For me, one sign of a really good book is that I learn things I wasn’t expecting to learn. I had that experience while reading almost every chapter of Uncharted: Big Data as a Lens on Human Culture. The book is written by the creators of Google’s Ngram Viewer, which is a tool that shows the frequency of any word or phrase (single words are 1-grams, 2-word phrases are 2-grams…) in the massive and continually growing corpus of books in the Google Books database. The most informative feature of Ngram Viewer is that you can compare frequencies of different phrases to each other and see changes in their use over time (here’s a holiday phrase comparison that I made.).
The book includes many ngram comparisons that are much more informative than mine. It tells the story of the Ngram Viewer’s birth, shows lots of interesting ngram comparisons, and goes more in depth on a variety of uses. Maybe the most surprising use is that ngrams can reflect censorship efforts.

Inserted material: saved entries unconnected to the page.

PR #1230, opened 2024-05-14
feat: allow data model to not have a landing table

callicles:
* Adds `latest` to the CLI output on start
* clean up table in the Route metadata
* Add configuration to not have necessarily a table as an output to the data model


cjus (approved):
Large PR but LGTM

By looking at the slopes of the changes in frequency for different people’s names during the Nazi regime, it becomes clear that some names were being censored (those ngrams have negative slopes for that time period) and others were rising in prominence (those have positive slopes). When compared with historical records, the ngram-based conclusions are strikingly accurate.
The book only shows a tiny slice of what the Ngram Viewer can be used to learn. It’s the epitome of cognitive science, piecing together wisdom from many disciplines. Ngram Viewer is a great tool, whether you’re at home on the couch wondering when the phrase “Merry Christmas” became popular, or doing paid research, and this book was a cool way to learn more about it.